I happen to solve my original problem by using the following
perlscript. There are two problems with this scrpt

1) After about 90-100 times inside the loop, the loop doesn't
progress anymore but just waits. So I have to Ctrl+C the script
and use a new starting count and start again. And the same happens
again and again...

2) Occasionally the behaviour is uncertain.

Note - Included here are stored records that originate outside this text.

Issue #181, opened 2022-12-14
Recovery state will be incorrect if any worker crashes during the initial epoch


davidselassie:
### Bug Description

During dataflow execution, we write out whenever a worker completes an epoch. We use these written epochs to re-derive the progress of the entire cluster. Unfortunately, though, on resume we do not know beforehand how many worker's progress messages we're waiting for. Thus if the cluster crashes after worker 1 has written progress but worker 2 has not, then upon resume, it'll look like you're resuming from just a cluster of size 1 and will silently skip data.

We need to have some way of synchronously waiting for all workers to confirm they've written a marker of their existence to the recovery store before each execution (resume or not).

### Python version (`python -V`)

Python 3.10.6

### Bytewax version (pip list | grep bytewax)

0.13.1

### Steps to Reproduce

I don't have some example code yet, but this should theoretically be possible.

PR #193, opened 2023-01-25
Store execution IDs and worker count for recovery

davidselassie:
The progress recovery data model used to have an issue: we never knew
how many workers were part of a cluster. This caused us to "lose"
workers if we crashed before any progress data was written by a
worker; during resume, it just looked like the cluster was smaller and
nothing was missing. Adds a new kind of progress recovery message that
is written as each cluster starts up with the total worker count so we
can know if we're missing a later progress message.

Fixes https://github.com/bytewax/bytewax/issues/181

Related to this, we also need to disambiguate between workers across
clusters. During recovery we need to know which "worker 3" a progress
message "worker 3 moved to epoch 30" applies to. To do this we add an
`Execution` ID which is sort of like "epochs but for the whole
cluster". This is an `u64` that increments on each resume and all
progress recovery data is labeled with it so we ignore data from older
clusters that might come out of order. Adds tables to SQLite recovery
DB to do that.

This gets us one more step closer to rescaling.

Rewrites the `Progress` operator to work on frontiers again... Turns
out if a worker never generates input, it'll never generate state
data, which never generates progress info because it was based off of
the `Tick`s flowing through that part of the dataflow graph. This
means it's unnessecary gymnastics to store the `BorderEpoch` so
removes that from the progress data model.

### DIFF
--- a/src/recovery/operators.rs
+++ b/src/recovery/operators.rs
@@ -204,57 +204,39 @@ where
                     tmp_incoming.clear();
                 });
 
-                cap = if let Some(cap) = cap.clone() {
+                cap = cap.take().and_then(|cap| {
                     let frontier = input_frontiers[0].frontier().iter().min().copied();
-
                     // Do not delay cap before the write; we will
                     // delay downstream progress messages longer than
                     // necessary if so. This would manifest as
                     // resuming from an epoch that seems "too
                     // early". Write out the progress at the end of
                     // each epoch and where the frontier has moved.
-                    let should_write = if let Some(frontier) = frontier {
-                        frontier > *cap.time()
-                    } else {
-                        true
-                    };
-
+                    let should_write = frontier.map_or(true, |f| f > *cap.time());
                     if should_write {
-                        let write_frontier = if let Some(frontier) = frontier {
-                            frontier
-                        } else {
-                            // There's no way to guarantee this is
-                            // actually the resume epoch on the next
-                            // execution, but mark that this worker is
-                            // ready to resume there on EOF. It's also
-                            // possible that this results in a "too
-                            // small" resume epoch: if for some reason
-                            // this operator isn't activated during
-                            // every epoch, we might miss the
-                            // "largest" epoch and so we'll mark down
-                            // the resume epoch as one too
-                            // small. That's fine, we just might
-                            // resume further back than is optimal.
-                            let resume_epoch = *cap.time() + 1;
-                            resume_epoch
-                        };
+                        // There's no way to guarantee this is
+                        // actually the resume epoch on the next
+                        // execution, but mark that this worker is
+                        // ready to resume there on EOF. It's also
+                        // possible that this results in a "too small"
+                        // resume epoch: if for some reason this
+                        // operator isn't activated during every
+                        // epoch, we might miss the "largest" epoch
+                        // and so we'll mark down the resume epoch as
+                        // one too small. That's fine, we just might
+                        // resume further back than is optimal.
+                        let write_frontier = frontier.unwrap_or(*cap.time() + 1);
                         let msg = ProgressMsg::Advance(WorkerFrontier(write_frontier));
                         let kchange = KChange(worker_key.clone(), Change::Upsert(msg));
                         output_wrapper.activate().session(&cap).give(kchange);
                     }
-
-                    if let Some(frontier) = frontier {
-                        // We should never delay to something like
-                        // frontier + 1, otherwise chained progress
-                        // operators will "drift" forward and GC will
-                        // happen too early.
-                        Some(cap.delayed(&frontier))
-                    } else {
-                        None
-                    }
-                } else {
-                    None
-                };
+                    // We should never delay to something like
+                    // frontier + 1, otherwise chained progress
+                    // operators will "drift" forward and GC will
+                    // happen too early. If the frontier is empty,
+                    // also drop the capability.
+                    frontier.map(|f| cap.delayed(&f))
+                });
 
                 // Wake up constantly, because we never know when
                 // frontier might have advanced.
--- a/src/recovery/operators.rs
+++ b/src/recovery/operators.rs
@@ -14,6 +14,7 @@ use timely::dataflow::channels::pact::Exchange;
 use timely::dataflow::channels::pact::Pipeline;
 use timely::dataflow::operators::flow_controlled::iterator_source;
 use timely::dataflow::operators::flow_controlled::IteratorSourceInput;
+use timely::dataflow::operators::generic::builder_rc::OperatorBuilder;
 use timely::dataflow::operators::*;
 use timely::dataflow::ProbeHandle;
 use timely::dataflow::Scope;
@@ -139,7 +140,7 @@ where
         self.unary(Pipeline, "backup", |_init_cap, _info| {
             move |input, output| {
                 input.for_each(|cap, incoming| {
-                    let epoch = cap.time();
+                    let epoch = SnapshotEpoch(*cap.time());
 
                     assert!(tmp_incoming.is_empty());
                     incoming.swap(&mut tmp_incoming);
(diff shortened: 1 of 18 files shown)


src/recovery/operators.rs
```diff
@@ -179,27 +179,92 @@ where
...
+                        // frontier + 1, otherwise chained progress
+                        // operators will "drift" forward and GC will
+                        // happen too early.
+                        Some(cap.delayed(&frontier))
+                    } else {
+                        None
+                    }
+                } else {
+                    None
+                };
```
Psykopear, line 257: I'd make use of the Option trait more here (`take`, `map`, `map_or`, `unwrap_or_else`, `flatten`), but maybe it's less readable this way?
Just leaving it here as a possible alternative:
```rust
cap = cap
    .take()
    .map(|cap| {
        let frontier = input_frontiers[0].frontier().iter().min().copied();

        let should_write = frontier.map_or(true, |f| f > *cap.time());

        if should_write {
            let write_frontier = frontier.unwrap_or_else(|| *cap.time() + 1);
            let msg = ProgressMsg::Advance(WorkerFrontier(write_frontier));
            let kchange = KChange(worker_key.clone(), Change::Upsert(msg));
            output_wrapper.activate().session(&cap).give(kchange);
        }
        frontier.map(|f| cap.delayed(&f))
    })
    .flatten();
```

src/recovery/store/in_mem.rs
```diff
@@ -331,58 +331,201 @@ fn write_discard_drops_key() {
...
 impl InMemProgress {
-    pub(crate) fn new() -> Self {
-        Self(HashMap::new())
+    /// Init to the "default" progress of a cluster of a given
+    /// size.
+    ///
+    /// You have to specify a worker count so the initial data is
+    /// well-formed.
+    pub(crate) fn new(count: WorkerCount) -> Self {
+        let ex = Into::<i128>::into(<u64 as Timestamp>::minimum()) - 1;
```
Psykopear, line 352: Am I missing something, or could this just be:
```rust
let ex = -1;
```
you are requesting the minimum value of `Timestamp<T>`   which internally calls `T::min_value()` , but since `T` is hardcoded as `u64`, this should always resolve to `0`

src/recovery/store/in_mem.rs
```diff
@@ -331,58 +331,201 @@ fn write_discard_drops_key() {
...
+        let mut frontiers = HashMap::new();
+        for worker in count.iter() {
+            frontiers.insert(worker, WorkerFrontier(<u64 as Timestamp>::minimum()));
+        }
```
Psykopear, line 356: This could be:

```rust
        let frontiers = count
            .iter()
            .map(|worker| (worker, WorkerFrontier(<u64 as Timestamp>::minimum())))
            .collect();
```

Also, since I see you do this more than once, it could be nice to have:

```rust
impl WorkerFrontier {
    pub fn minimum() -> Self {
        Self(<u64 as Timestamp>::minimum())
    }
}
```

So that you can write:
```rust
        let frontiers = count
            .iter()
            .map(|worker| (worker, WorkerFrontier::minimum()))
            .collect();
```

src/recovery/store/in_mem.rs
```diff
@@ -331,58 +331,201 @@ fn write_discard_drops_key() {
...
+        let in_ex: i128 = ex.0.into();
+        // Execution should never regress because the entire cluster
+        // is shut down before resuming.
+        assert!(!(in_ex < self.ex), "Execution regressed");
+        if in_ex > self.ex {
+            self.ex = in_ex;
+            self.frontiers.clear();
+            for worker in count.iter() {
+                self.frontiers.insert(worker, WorkerFrontier(epoch.0));
+            }
```
Psykopear, line 377: Similar to the above, you could write:
```rust
            self.frontiers = count
                .iter()
                .map(|worker| (worker, WorkerFrontier(epoch.0)))
                .collect();

```

Not sure it doing this way implies an additional allocation though

src/recovery/store/in_mem.rs
```diff
@@ -331,58 +331,201 @@ fn write_discard_drops_key() {
...
+        let resume_epoch = ResumeEpoch(
+            self.frontiers
                 .values()
                 .min()
-                .cloned()
-                .map(|border| border.0 + 1)
-                .unwrap_or_else(<u64 as Timestamp>::minimum),
-        )
+                .copied()
+                .unwrap_or(WorkerFrontier(<u64 as Timestamp>::minimum()))
```
Psykopear, line 426: `WorkerFrontier::minimum()`

src/recovery/store/sqlite.rs
```diff
@@ -298,46 +323,88 @@ impl SqliteProgressWriter {
...
-        let WorkerKey(worker_index) = worker_key;
+        let KChange(key, change) = kchange;
+        let WorkerKey(ex, index) = key;
 
         match change {
-            Change::Upsert(epoch) => {
-                let sql = format!("INSERT INTO {} (worker_index, border) VALUES (?1, ?2) ON CONFLICT (worker_index) DO UPDATE SET border = EXCLUDED.border", self.table_name);
+            Change::Upsert(msg) => match msg {
+                ProgressMsg::Init(count, epoch) => {
+                    let sql = format!("INSERT INTO {} (execution, worker_index, worker_count, resume_epoch) VALUES (?1, ?2, ?3, ?4) ON CONFLICT (execution, worker_index) DO UPDATE SET worker_count = EXCLUDED.worker_count, resume_epoch = EXCLUDED.resume_epoch", self.execution_table_name);
```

Could someone guide me where I should change in the script or give
any other valuable advice. Thanks.

I am using cygwin on a windows machine with perl 5.8.2

Script
-------

#!/usr/bin/perl -w

use LWP::Simple;
use HTML::TableExtract;
use LWP::UserAgent;

my $browser = LWP::UserAgent->new;

for ($regno=2225700; $regno<=2230000; $regno=$regno+50) {

sleep 5;
print STDERR "$regno\n";
print "\n";
my $response = $browser->post(
'http://www.chennaionline.com/msuniversity/result.asp',
[
'Codeid' => 'BA',
'Exam_Registration_Number' => $regno
],
);

$curcontent = $response->{_content};

my $all_te = new HTML::TableExtract( depth=>1, count=> 2 );
my $all_tem = new HTML::TableExtract( depth=>1, count=> 3);

#$all_te->parse_file("flt.txt");
$all_te->parse($curcontent);
$all_tem->parse($curcontent);

foreach $ts ($all_te->table_states) {
foreach $row($ts->rows) {
for($i=0; $i<@$row; $i++) {
my $temprow = $row->[$i];
#print "***<$temprow>***\n";
$temprow =~ s/^[\s\W\n]+(.*)\s+$/$1/g;
#$temprow =~ s/$unknownchar//g;

if ($temprow =~ /Registration/) { next; }
if ($temprow =~ /Name/) { next; }
if ($temprow =~ /College/) { next; }

print "$temprow, ";
}
#print "\n"
}
}

foreach $ts ($all_tem->table_states) {
foreach $row($ts->rows) {
for($i=0; $i<@$row; $i++) {
my $temprow = $row->[$i];
#print "***<$temprow>***\n";
$temprow =~ s/^[\s\W\n]+(.*)\s+$/$1/g;
#$temprow =~ s/$unknownchar//g;

if ($temprow =~ /Subject/) { next; }
if ($temprow =~ /Marks/) { next; }
if ($temprow =~ /Result/) { next; }
if ($temprow =~ /CONTROLLER/) { next; }

print "$temprow, ";
}
#print "\n";
}
}
}

__END__
 
I

ifiaz

Thanks Tad,

I tried using your script for the latest results, and it works like a
wonder:

I used a for loop like this on the main part of the script.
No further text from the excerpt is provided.